PolarAdamW: Disentangling Spectral Control and Schur Gauge-Equivariance in Matrix Optimisation

Abstract

Muon's matrix-level update couples two distinct effects: spectral control via a polar map, and equivariance under orthogonal changes of multiplicity-space basis (Schur gauge-equivariance). We separate them with PolarAdamW, a controlled hybrid that preserves Muon's polar spectral-norm control but breaks the gauge-equivariance, since AdamW's coordinatewise preconditioner is basis-dependent.
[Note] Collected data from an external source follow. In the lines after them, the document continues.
PR #2047, opened 2025-11-03
Add access specifiers in Operand::format

hainest:
This is very useful for debugging.

### DIFF
--- a/instructionAPI/src/Operand.C
+++ b/instructionAPI/src/Operand.C
@@ -134,6 +134,21 @@ namespace Dyninst { namespace InstructionAPI {
       s.replace(0, 2, "0x0("); // fix-up ##X to indirection syntax 0x0(X)
       s += ')';
     }
+    if(this->isRead() || this->isWritten()) {
+      s += "{";
+      bool needs_comma = false;
+      if(this->isRead()) {
+        s += "r";
+        needs_comma = true;
+      }
+      if(this->isWritten()) {
+        if(needs_comma) {
+          s+= ", ";
+        }
+        s += "w";
+      }
+      s += "}";
+    }
     return s;
   }
 


instructionAPI/src/Operand.C
```diff
@@ -134,6 +134,21 @@ namespace Dyninst { namespace InstructionAPI {
       s.replace(0, 2, "0x0("); // fix-up ##X to indirection syntax 0x0(X)
       s += ')';
     }
+    if(this->isRead() || this->isWritten()) {
+      s += "{";
+      bool needs_comma = false;
```
bbiiggppiigg, line 139: I guess the goal is to generate either {r}, {w} or {r,w}, but maybe worth commenting.

bbiiggppiigg (dismissed):

bbiiggppiigg:
> This is very useful for debugging.

On second thoughts, I think these information should optionally printed, either through a different format functions with additional paramters or enabled when debug environment variables are set.

LIke one of the recent changes made to the disassemble example it to make its output resembles that of llvm-objdump, and this change will probably break it I suppose.

At the end of the day, I don't see why this thing is really needed, when you print operands one by one you can always access these information and add them.

If this is for the case when we format an entire instruction, then probably the Instruction::format needs to call a special version of Operand::format.

instructionAPI/src/Operand.C
hainest: Now that I think about it, there's not really a good reason to have a comma. I think `rw` would be clear to anyone who cared about that information.

hainest:
> > This is very useful for debugging.
> 
> On second thoughts, I think these information should optionally printed, either through a different format functions with additional paramters or enabled when debug environment variables are set.
> 
> LIke one of the recent changes made to the disassemble example it to make its output resembles that of llvm-objdump, and this change will probably break it I suppose.

Hmm. If someone were using Dyninst like a simple disassembler, I could see where this would interfere with that. We certainly do not want to imply that instruction formatting is guaranteed to follow any third-party convention. As it is, we only support AT&T syntax. We'll definitely switch to using Capstone's stringification once that is available. It is at least configurable.

I don't have a good workaround for this right now. I'll push these changes into the printers in the integration tests so the default disassembly isn't changed.

> 
> At the end of the day, I don't see why this thing is really needed, when you print operands one by one you can always access these information and add them.

Because then you wouldn't be able to just use `Instruction::format` directly.

> If this is for the case when we format an entire instruction, then probably the Instruction::format needs to call a special version of Operand::format.

That would require an interface on `Instruction` that controls information about how `Operand::format` works. That's just bad.

PR #14738, opened 2026-08-12
feat(ai-providers): multiple keys per provider with model and project scopes

Louai-Zokerburg:
Linear: ENG-461 · Milestone "2. Providers redesign — connect keys, pick models, scope projects"

## Description

First of two PRs for the AI providers redesign (the stacked follow-up ships the new AI Center UI). This one makes the `ai_provider` data model multi-key and scoped:

- **Multiple keys per provider**: the `(platformId, provider)` unique index is dropped (recreated non-unique), so a platform can hold several configurations of one provider (e.g. two Azure resources with different endpoints).
- **Per-key scoping**: each key carries a model allow-list (`modelScope: all|selected` + `modelIds[]`) and a project scope (`projectScope: all|selected|except` + `projectIds[]`, GIN-indexed following the `app_connection` pattern). New keys default to `all`/`all` — zero setup, existing rows keep working unchanged.
- **Deterministic runtime resolution** (no priority field): among a project's eligible keys, the most specific project scope wins (`selected` > `except` > `all`), newest `created` breaks ties. `GET /:provider/config` and `GET /:provider/models` resolve against the ENGINE principal's `projectId`; USER calls stay platform-wide so the admin UI sees the full picture. `listModels` filters to the resolved key's allow-list for engine calls only.
- **Invariants kept**: the managed ACTIVEPIECES provider stays a singleton (explicit `create()` guard, 409 `aiProvider.activepiecesIsManaged`), and the single-`enabledForChat` transaction still holds across keys of one provider.
- **Latent bug fixed**: `update()` used to re-validate credentials by re-resolving the provider *by name* — the wrong row once multi-key exists. It now validates against the row's own auth, and skips provider validation entirely for name-/scope-only updates (no more pointless provider API calls when toggling scopes).
- Shared: `AIProviderWithoutSensitiveData` / `UpdateAIProviderRequest` gain the four fields; new `AiProviderModelScope` / `AiProviderProjectScope` enums; `@activepieces/shared` bumped to 0.130.0.
- Brain: decision record `providers-redesign-before-routing.md` + multi-key gotchas in `brain/ai-intelligence/ai-providers.md` ride this PR.

**Migration** `1821000000000-AddAiProviderScopes`: additive columns with defaults + index swap, `breaking = false`; `down()` restores the unique index (will intentionally fail if multiple keys already exist — that data state can't be un-invented).

## How was this tested?

- New integration tests (CE): two keys for one provider, scope precedence (selected beats all), newest-wins tie-break, `except` include/exclude, ACTIVEPIECES create rejection, single-chat invariant across keys, engine-vs-admin model filtering — 24/24 pass. EE `agent-credit-gate` suite passes (its mock seeder switched from upsert to save; the upsert's ON CONFLICT target was the dropped unique index).
- `check-migrations` clean (schema matches entities); migration `down()` proven by live revert + re-run.
- `api`, `web`, `worker`, `engine` all build against the widened shared types; `npm run lint-dev` clean.

Fixes # (issue)

**Security note:** this PR changes which credential row the engine resolves for a project (permissions-adjacent) and touches the decryption path (`decryptRowAuth` extraction). Mitigation: scoping only ever *narrows* access — before this PR every project got the platform's single key; now a project gets a key only if its scope allows, and a no-eligible-key state 404s rather than falling back. Endpoint auth (`engine()` / `platformAdminOnly`) is unchanged, secrets stay AES-encrypted at rest, and decrypted auth is still only returned on the engine-only config route.


packages/server/api/src/app/ai/ai-provider-entity.ts
```diff
@@ -50,12 +54,36 @@ export const AIProviderEntity = new EntitySchema<AIProviderSchema>({
...
     indices: [
         {
             name: 'idx_ai_provider_platform_id_provider',
             columns: ['platformId', 'provider'],
-            unique: true,
+        },
+        {
+            name: 'idx_ai_provider_project_ids_gin',
+            columns: ['projectIds'],
+            synchronize: false,
```
othmanemad: Is this index used anywhere in the stack or will be used in the future?

packages/server/api/src/app/ai/ai-provider-entity.ts
```diff
@@ -50,12 +54,36 @@ export const AIProviderEntity = new EntitySchema<AIProviderSchema>({
...
+        },
+        projectScope: {
+            type: String,
+            nullable: false,
+            default: 'all',
+        },
+        projectIds: {
+            type: String,
+            array: true,
+            nullable: false,
```
othmanemad, line 76:
```suggestion
            nullable: false,
            default: '{}'
```

packages/server/api/src/app/ai/ai-provider-entity.ts
```diff
@@ -50,12 +54,36 @@ export const AIProviderEntity = new EntitySchema<AIProviderSchema>({
...
         },
+        modelScope: {
+            type: String,
+            nullable: false,
+            default: 'all',
+        },
+        modelIds: {
+            type: String,
+            array: true,
+            nullable: false,
```
othmanemad, line 65:
```suggestion
            nullable: false,
            default: '{}'
```

packages/server/api/src/app/database/migration/postgres/1829000000000-AddAiProviderScopes.ts
```diff
@@ -0,0 +1,96 @@
...
+            ADD COLUMN IF NOT EXISTS "modelScope" character varying NOT NULL DEFAULT 'all',
+            ADD COLUMN IF NOT EXISTS "modelIds" character varying array NOT NULL DEFAULT '{}',
+            ADD COLUMN IF NOT EXISTS "projectScope" character varying NOT NULL DEFAULT 'all',
+            ADD COLUMN IF NOT EXISTS "projectIds" character varying array NOT NULL DEFAULT '{}'
+        `)
+        await queryRunner.query(`
+            ALTER TABLE "ai_provider"
+            ALTER COLUMN "modelIds" DROP DEFAULT,
+            ALTER COLUMN "projectIds" DROP DEFAULT
+        `)
```
othmanemad:
```suggestion
```

This is no longer needed since we add '{}' default to the entity itself

packages/server/api/src/app/database/migration/postgres/1830000000000-AddAiProviderScopes.ts
```diff
@@ -0,0 +1,96 @@
...
+            DROP COLUMN "projectScope",
+            DROP COLUMN "projectIds"
+        `)
+        await queryRunner.query(`
+            DROP INDEX IF EXISTS "idx_ai_provider_platform_id_provider"
+        `)
+        await queryRunner.query(`
+            CREATE UNIQUE INDEX "idx_ai_provider_platform_id_provider"
+            ON "ai_provider" ("platformId", "provider")
+        `)
```
othmanemad, line 90: `down()` recreates `idx_ai_provider_platform_id_provider` as UNIQUE, but `up()`
dropped it precisely so a platform can hold several keys per provider. Once
anyone adds a second key for the same provider, this rollback errors mid-flight —
the data no longer fits the old shape.

Two ways out:
- set `breaking = true` on the migration, so `rollback-migrations.ts` and the
  release note flag it as one-way, or
- dedupe in `down()` before recreating the index — which means deleting keys a
  self-hoster added.

packages/server/api/src/app/ai/ai-provider-service.ts
othmanemad: We should apply the same ranking as the resolveEligibleRow functionality

packages/server/api/src/app/ai/ai-provider-service.ts
```diff
@@ -250,13 +193,143 @@ async function shouldHideActivepiecesAiProvider({ platformId, log }: { platformI
...
+        config: {},
+        provider: AIProviderName.ACTIVEPIECES,
+        displayName: 'Activepieces',
+        platformId,
+        enabledForChat: !hasChatProvider,
+        modelScope: 'all',
+        modelIds: [],
+        projectScope: 'all',
+        projectIds: [],
+    })
```
othmanemad: Since we dropped the unique index, this might introduce a race condition where the activepieces provider can be duplicated, let's add a distributed lock just in case

othmanemad (changes requested):

packages/server/api/src/app/ai/ai-provider-service.ts
othmanemad: Or we can create a partial unique index

packages/server/api/src/app/ee/agent/agent-helpers.ts
```diff
@@ -62,15 +62,27 @@ async function getUserProjects({ platformId, userId, log }: { platformId: string
     return allProjects.filter((p) => p.type !== ProjectType.PERSONAL || p.ownerId === userId)
 }
 
-async function resolveRunProvider({ platformId, provider, log }: { platformId: string, provider?: AIProviderName, log: FastifyBaseLogger }): Promise<GetProviderConfigResponse> {
+function providerScopeFor({ projectId }: { projectId: string | null }): ProviderScope {
+    return isNil(projectId) ? { type: 'platform' } : { type: 'project', projectId }
+}
```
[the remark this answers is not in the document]
Louai-Zokerburg: Fixed in bc7785f472. `providerScopeFor` is gone; `runScopeOrThrow` refuses a run that has no project instead of coercing it to platform scope, so an omitted project can only narrow the eligible keys, never widen them. Call sites updated: chat admission (`agent-conversation-controller`), the worker RPC (`agent-rpc-handlers`), the agent step (`agent-run-controller`) and agent drafting.

The analytics/billing paths were the only reason the nullable branch existed — they want the provider *name*, not a credential. `resolveChatProviderName` now takes the nullable project id itself and returns `null` when there is none, rather than naming a platform-wide key the run was never allowed to use. Covered by two unit tests in `agent-model-resolution.test.ts`.

packages/server/api/src/app/ai/ai-provider-entity.ts
Louai-Zokerburg: Done in f5090ca665 — both `modelIds` and `projectIds` now carry `default: '{}'` on the entity.

packages/server/api/src/app/ai/ai-provider-entity.ts
Louai-Zokerburg: Done in f5090ca665.

packages/server/api/src/app/database/migration/postgres/1829000000000-AddAiProviderScopes.ts
Louai-Zokerburg: Removed in f5090ca665 — the `ALTER COLUMN ... DROP DEFAULT` block is gone now that the entity declares the default.

packages/server/api/src/app/database/migration/postgres/1830000000000-AddAiProviderScopes.ts
Louai-Zokerburg: Took the first option: `breaking = true` in f5090ca665, with the reason in a comment above the class. Deduping would mean deleting keys a self-hoster added, so the migration is declared one-way; `rollback-migrations.ts` now requires `--force` and prints the data-loss warning for it. `down()` stays as-is so a platform that never added a second key can still roll back.

packages/server/api/src/app/ai/ai-provider-service.ts
Louai-Zokerburg: Went with the partial unique index (f5090ca665): `idx_ai_provider_platform_id_managed` on `("platformId") WHERE provider = 'activepieces'`, declared on the entity and built `CONCURRENTLY` in the migration. The managed row is inserted with `ON CONFLICT DO NOTHING`, so the losing racer is a no-op instead of a 500 — and unlike a lock the invariant holds even for a writer that never takes it.

othmanemad (approved):

packages/server/api/src/app/ai/ai-provider-service.ts
```diff
@@ -192,71 +186,179 @@ export const aiProviderService = (log: FastifyBaseLogger) => ({
...
 
-async function shouldHideActivepiecesAiProvider({ platformId, log }: { platformId: PlatformId, log: FastifyBaseLogger }): Promise<boolean> {
-    const { plan } = await platformService(log).getOneWithPlanOrThrow(platformId)
-    return plan.embeddingEnabled
+async function findRunKeyRow({ platformId, provider, scope, log }: { platformId: PlatformId, provider?: AIProviderName, scope: ProviderScope, log: FastifyBaseLogger }): Promise<AIProviderSchema | null> {
+    const chatRow = await findAvailableChatProviderRow({ platformId, scope, log })
+    if (isNil(provider) || chatRow?.provider === provider) {
+        return chatRow
+    }
+    return findEligibleRow({ platformId, provider, scope })
```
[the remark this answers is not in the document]
Louai-Zokerburg: Fixed in 9a8ef42876. A run resolves its credential through exactly one of two paths — the chat row (findAvailableChatProviderRow) or the ranked row for its provider (getConfigOrThrow) — so the check no longer picks one and now requires both to allow the target project. Nothing can be substituted in, and no key id has to travel on this branch. Covered by a CE integration test with a permissive chat key masking a restrictive named key, which fails against the previous behaviour. On feat/ai-provider-key-selection the run sends its providerConfigId, so the check reads that exact row.

MrChaker (approved):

Algorithmically, PolarAdamW applies Muon's Newton-Schulz polar map to AdamW's preconditioned direction rather than to raw momentum, at per-iteration wall-time comparable to Muon. We prove that Muon's polar step is Schur gauge-equivariant on multiplicity matrices while AdamW's coordinatewise step is not. On DeiT-Tiny trained from scratch on four independently sampled 100-class subsets of ImageNet-1k, where multiplicity-basis freedom is trivial, PolarAdamW outperforms Muon by +1.93 pp in test accuracy on average and AdamW by +9.5 pp; under the 300-epoch DeiT-style recipe, it remains ahead of Muon by +1.37 pp and AdamW by +5.80 pp on average. On SO(3)-equivariant 3D point-cloud regression, where multiplicity-basis freedom is non-trivial, the ordering reverses: Muon outperforms PolarAdamW at every audited capacity, and the gap widens with capacity. Both matrix-polar optimisers continue to outperform AdamW. This double dissociation separates spectral control from Schur gauge-equivariance: the first composes well with AdamW preconditioning on standard transformers, while the second becomes consequential when multiplicity-basis freedom is structurally non-trivial.